***** Dataset records
Issue #25776, opened 2022-04-29
Immutable/mutable & known/unknown C# Guide cross-links


guardrex:
Tracking on https://github.com/dotnet/docs/issues/29187 for cross-link opportunities ... or perhaps a bit of text that makes sense to use for the line ...

> * All of the parameters are known immutable types or any \[primitive type](/dotnet/api/system.type.isprimitive) that hasn't changed since the previous set of parameters were set.

---
#### Document Details

⚠ *Do not edit this section. It is required for docs.microsoft.com ➟ GitHub issue linking.*

* ID: a8201d0b-a6c4-7656-a8d9-9ae1fee26d10
* Version Independent ID: 27742f9a-95e5-a2d0-aa54-0ef24cad3d2a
**********
> _Your task_: Only these are to be transcribed: the line with "#### Document Details" and every line after it through the last line of the entries, each exactly.

> _Output_:
#### Document Details

⚠ *Do not edit this section. It is required for docs.microsoft.com ➟ GitHub issue linking.*

* ID: a8201d0b-a6c4-7656-a8d9-9ae1fee26d10
* Version Independent ID: 27742f9a-95e5-a2d0-aa54-0ef24cad3d2a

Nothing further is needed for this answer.